Save your script by pressing Ctrl + o , then exit the editor by pressing Ctrl + x .

Submit your newly created script to the scheduler as follows:

code

sbatch host_filt_bbmap_index.sl

Finally, map the quality-filtered reads to the reference via BBMap. Here we will submit the job as a slurm array, with one array job per sample.
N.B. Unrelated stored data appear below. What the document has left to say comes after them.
PR #2338, opened 2020-03-27
Change EventSuffix to be unique for each plugin

screeny05:
Make registered jQuery-plugin events unique

Add a GUID to the eventSuffix of jQuery-plugins

1. Have multiple instances of the same plugin on the page
2. Which add event-listeners to the same element (e.g. body)
3. Destroy one instance
4. Both plugins will have their event-listeners removed

Code (simplified):

```html
<html>
<body>
<div data-demo-plugin="true" data-id="1"></div>
<div data-demo-plugin="true" data-id="2"></div>
</body>
</html>
```

```js
$.plugin('demoPlugin', {
  init: function(){
    this._on($('body'), 'click', function(){ console.log('foo'); });
  },
  [...]
});
```

Clicking the body will print `foo` twice.

Somewhere in your code:

```js
StateManager.destroyPlugin('[data-id="1"]', 'demoPlugin');
```

Now clicking the body won't print `foo` anymore, because destroying one plugin caused a call like this:

```js
$('body').off('click.demoPlugin');
```

Which removes both listeners.

-

-

### 6. Checklist

### DIFF
--- a/themes/Frontend/Responsive/frontend/_public/src/js/jquery.plugin-base.js
+++ b/themes/Frontend/Responsive/frontend/_public/src/js/jquery.plugin-base.js
@@ -77,7 +77,7 @@
         /**
          * @property {string} eventSuffix - Suffix which will be appended to the eventType to get namespaced events
          */
-        me.eventSuffix = '.' + name;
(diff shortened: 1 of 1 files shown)


shyim:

Again, we will create a script using nano:

code

nano host_filt_bbmap_map.sl

code

#!/bin/bash -e

#SBATCH --account       nesi02659
#SBATCH --job-name      host_filt_bbmap_map
#SBATCH --partition     milan
#SBATCH --time          01:00:00
#SBATCH --mem           27GB
#SBATCH --array         1-4
#SBATCH --cpus-per-task 20
#SBATCH --error         %x_%A_%a.err
#SBATCH --output        %x_%A_%a.out

# Set up working directories
cd /nesi/nobackup/nesi02659/MGSS_U/<YOUR FOLDER>/2.fastqc/
mkdir -p host_filtered_reads/

# Load BBMap module
module purge
module load BBMap/39.01-GCC-11.3.0

# Run bbmap
bbmap.sh -Xmx27g -t=$SLURM_CPUS_PER_TASK \
  minid=0.95 maxindel=3 bwr=0.16 bw=12 quickmatch fast minhits=2 qtrim=rl trimq=10 untrim \
  in1=../3.assembly/sample${SLURM_ARRAY_TASK_ID}_R1.fastq.gz \
  in2=../3.assembly/sample${SLURM_ARRAY_TASK_ID}_R2.fastq.gz \
  path=BBMask_human_reference/ \
  outu1=host_filtered_reads/sample${SLURM_ARRAY_TASK_ID}_R1_hostFilt.fastq \
  outu2=host_filtered_reads/sample${SLURM_ARRAY_TASK_ID}_R2_hostFilt.fastq

BBMap parameters

Parameter Description
-Xmx27g Set maximum memory allocation to match #SBATCH --mem)
-t Set number of threads (CPUs) to match #SBATCH --cpus-per-task
All flags in line 22 Recommended parameters found within this thread about processing data to remove host reads
in1 / in2 Input paired-end reads 1 and 2 stored in 3.assembly/, each of which are "samples". These are the same files we will use in further lessons
path The parent directory where ref/ (our indexed and masked reference) exists
outu1 / outu2 Reads that were not mapped to our masked reference written to host_filtered_reads/

We'll submit the mapping script:

code

sbatch host_filt_bbmap_map.sl
Monitoring job progress

We can monitor our job progress using squeue --me or sacct <job_id>. This will be covered in detail as part of the main content when we evaluate assemblies.

Array jobs

Slurm array jobs automatically create a variable SLURM_ARRAY_TASK_ID for that job, which contains the array task number (i.e. between 1 and 4 in the case above). We use this to run the command on the sample that matches this array task ID. I.e. array job 3 will run the commands on "sample3" (sample${SLURM_ARRAY_TASK_ID} is read in as sample3).

The filtered reads are now available in host_filtered_reads/ for downstream use.